Quantum Gates

\[ \newcommand{\braket}[2]{\langle{#1}|{#2}\rangle} \]

Pre-class notes

In-class notes

1 Learning Goals

• Describe quantum gate using ket notation
• Describe sufficient and necessary properties of quantum gates
• Apply ket formalism for gates to analyze novel situations

2 Quantum Gates

We have previously seen examples of quantum gates (which are also sometimes called operations or unitaries,):

Beamsplitter: \[ \begin{align} \ket{0}_P\ket{H}_D&\rightarrow\ket{0}_P\ket{H}_D\\ \ket{0}_P\ket{V}_D&\rightarrow\ket{0}_P\ket{V}_D\\ \ket{1}_P\ket{H}_D&\rightarrow\ket{1}_P\ket{V}_D\\ \ket{1}_P\ket{V}_D&\rightarrow\ket{1}_P\ket{H}_D \end{align} \]

\(\theta\)-Waveplate: \[ \begin{align} \ket{0}_P&\rightarrow\cos(\theta)\ket{0}_P+\sin(\theta)\ket{1}_P\\ \ket{1}_P&\rightarrow\sin(\theta)\ket{0}_P-\cos(\theta)\ket{1}_P \end{align} \]

To describe what the gate does, we have listed how it transforms each standard basis state.

2.1 Properties of Gates

Definition 1 A quantum transformation is a gate if and only if

• It takes any quantum state to another quantum state
• It is reversible. (This means that for every gate there is a reversing gate that can undo the action of the original gate.)

Group Exercises

Are the following gates? Why or why not (based on the definition of gates)?

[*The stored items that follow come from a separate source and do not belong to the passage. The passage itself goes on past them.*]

PR #963, opened 2023-07-18
Use Python 3.8 in validate_python workflow

ni-jfitzger:

The validate_python workflow is erroring with `FAILED STEP (256): [poetry add --dev --python ">=3.6.2" black]` because [the latest release of black does not have a Python 3.7 wheel](https://pypi.org/simple/black/).
By bumping the version used to Python 3.8, this fixes the workflow.

* PR Checks should always be able to pass with the code that's in main.
* Python has ended support of Python 3.7.

PR Checks

### DIFF
--- a/.github/workflows/validate_python.yml
+++ b/.github/workflows/validate_python.yml
@@ -15,7 +15,7 @@ jobs:
     - name: Setup python3
       uses: actions/setup-python@v2
       with:
-        python-version: '3.7.x'
+        python-version: '3.8.x'
 
     - name: Install build dependencies
       run: python -m pip install -r python_build_requirements.txt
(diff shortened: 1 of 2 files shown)


SparkingSpork (approved):

.github/workflows/validate_python.yml
bkeryan, line 1: Is it still necessary for the script to specify `--python ">=3.6.2"`?
https://github.com/ni/grpc-device/blob/main/source/codegen/validate_examples.py#L65

ni-jfitzger: I would think not.

reckenro (approved):

bkeryan (approved):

• A vertically polarized filter

• The transformation \[ \begin{align} \ket{0}&\rightarrow\ket{0}+\ket{1}\\ \ket{1}&\rightarrow\ket{0}-\ket{1} \end{align} \]

Alternative definitions:

Definition 2 A quantum transformation is a gate if and only if it it takes an orthonormal set of states to an orthonormal set of states

Definition 3 A quantum transformation is a gate if and only if it is a unitary operation.

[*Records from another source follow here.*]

PR #965, opened 2023-07-19
Add override specifier to inherited library class functions

ni-jfitzger:

Add the [override specifier](https://en.cppreference.com/w/cpp/language/override) to library class functions that exist in the interface class it inherits from.

Although we own the parent class, it's generally good practice to use `override` when you override a method so that you get a compiler error if there's no function to override (usually because the signature of the function in the parent class changes).

Built it locally


generated/nidaqmx/nidaqmx_library.h
```diff
@@ -18,399 +18,399 @@ class NiDAQmxLibrary : public nidaqmx_grpc::NiDAQmxLibraryInterface {
...
...const char lines66[], int32 expState66, const char lines67[], int32 expState67, const char lines68[], int32 expState68, const char lines69[], int32 expState69, const char lines70[], int32 expState70, const char lines71[], int32 expState71, const char lines72[], int32 expState72, const char lines73[], int32 expState73, const char lines74[], int32 expState74, const char lines75[], int32 expState75, const char lines76[], int32 expState76, const char lines77[], int32 expState77, const char lines78[], int32 expState78, const char lines79[], int32 expState79, const char lines80[], int32 expState80, const char lines81[], int32 expState81, const char lines82[], int32 expState82, const char lines83[], int32 expState83, const char lines84[], int32 expState84, const char lines85[], int32 expState85, const char lines86[], int32 expState86, const char lines87[], int32 expState87, const char lines88[], int32 expState88, const char lines89[], int32 expState89, const char lines90[], int32 expState90, const char lines91[], int32 expState91, const char lines92[], int32 expState92, const char lines93[], int32 expState93, const char lines94[], int32 expState94, const char lines95[], int32 expState95);
```
bkeryan, line 137: It's kind of weird that the interface only contains the mockable functions, but that is probably the most normal thing about this line of code. 😅

ni-jfitzger: Yeah, that function signature is a real doozy.

reckenro (approved):

astarche (approved):

reckenro:
Carrying forward with this in #995 to get past merge conflicts and see if the tests are looking better now.

reckenro:
Abandoning this one in favor of the new one (#995)  based on newer version of main.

• Using Definition 2, the following is a gate:

\[ \begin{align} \ket{00}&\rightarrow\ket{\psi_1}\\ \ket{01}&\rightarrow\ket{\psi_2}\\ \ket{10}&\rightarrow\ket{\psi_3}\\ \ket{11}&\rightarrow\ket{\psi_4}\\ \end{align} \] as long as \(\braket{\psi_i}{\psi_j}=\delta_{ij}\) where \(\delta_{ij}\) is the Kronecker delta: \[ \delta_{ij}= \begin{cases} 1 & \textrm{if }i=j\\ 0 & \textrm{else } \end{cases} \]

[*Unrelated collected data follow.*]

PR #312, opened 2018-12-20
preserve taking snapshots order always from yearly to frequently && pre/post snapshot script calls should be also dumped in --readonly mode

matveevandrey:


matveevandrey:
As I wrote in my commit this double loop is ugly but the simplest way to achieve required with minimal changes. It **can not**  be done "directly iterate over the known types" because the key should also be found to get corresponding values

phreaker0:
The key always exists for all the known types because they are defined in the sanoid.defaults.conf file which shouldn't be changed by the user and is part of the installation.

matveevandrey:
done

phreaker0:
thank you! I still need to try it out.

PR #319, opened 2019-01-07
removed debug output from excludes loop

### LINKED ISSUE #314: Syncoid outputs not filtered list in recursive mode
when running syncoid with --recursive and --exclude= argument it always prints ALL child datasets, without applying exclude filter, but replicates correctly.

phreaker0:
Fixes #314


phreaker0:
this is actually just a simple removal of debug output

PR #320, opened 2019-01-07
zfs recursion

### LINKED ISSUE #104: Feature Request: Make snapshots atomic relative to one another
I use multiple virtual disks per VM/CT. They are in the same tree (rpool/data/vms/snap-15/vm-100-disk-[1|2] for example). Sanoid takes snapshots one at a time, so disk-1 is not atomic with disk-2

The new syncoid "--no-sync-snap" option takes care of part of it.

### LINKED ISSUE #173: Feature Request: Transaction / consistancy groups.
I have a single application that has 4 volumes I replicate to a 2nd location. I would like the snapshots to be closer together before the replication begins. Today a have a script that runs and syncs one after the other, which means the last one could be some time behind the first one as replication takes some time to complete.

The feature would basically iterate the list of volumes passed to syncoid and create the volume snapshots for each first, creating the initial snaps seconds from each other, and then replicate that data to the replication location so the application would be more consistent on the copy.

The list could be a list passed via command line (just keep passing source,targets) or maybe in a text file with a list of source/targets line by line.

May want to consider doing a transaction group so if the 4th replication fails, the transaction rolls back all the syncs rather than just fails the 1st one.

phreaker0:
this is hopefully a fixed version of the PR #181:

- i kept the "recursive" key in the toggle list to keep backward compatibility, but documented the reason and special value
- fixed the uninitialised variable error
- added warning if the user tries to force different snapshot settings on datasets below zfs recursions
- still allow ordinary top level recursion to apply other settings (monitoring, pruning, ...)

Fixes #173
Fixes #104

### DIFF
--- a/sanoid
+++ b/sanoid
@@ -502,7 +502,13 @@ sub take_snapshots {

• From Definition 3, a quantum gate is a multidimensional generalization of reflection and rotation transformations. Note that a rotation and reflection are reversible because you can rotate back in the opposite direction, or reflect again to recover the original state.

Vector Note

Gates are represented with vector notation as matrices. We apply matrix multiplication between the operation matrix and the state vector and the result is another vector state. Any unitary matrix is a valid quantum gate. A unitary matrix \(U\) has the property that \(UU^\dagger=I\).

2.2 Famous Gates

There are 4 single qubit gates called the Paulis:

\(I\): \[ \begin{align} \ket{0}&\rightarrow\ket{0}\\ \ket{1}&\rightarrow\ket{1} \end{align} \]

\(X\): \[ \begin{align} \ket{0}&\rightarrow\ket{1}\\ \ket{1}&\rightarrow\ket{0} \end{align} \]

\(Y\): \[ \begin{align} \ket{0}&\rightarrow i\ket{1}\\ \ket{1}&\rightarrow-i\ket{0} \end{align} \]

\(Z\): \[ \begin{align} \ket{0}&\rightarrow\ket{0}\\ \ket{1}&\rightarrow -\ket{1} \end{align} \]

The Hadamard gate transforms from the standard to Hadamard basis: \[ \begin{align} \ket{0}&\rightarrow\ket{+}\\ \ket{1}&\rightarrow \ket{-} \end{align} \]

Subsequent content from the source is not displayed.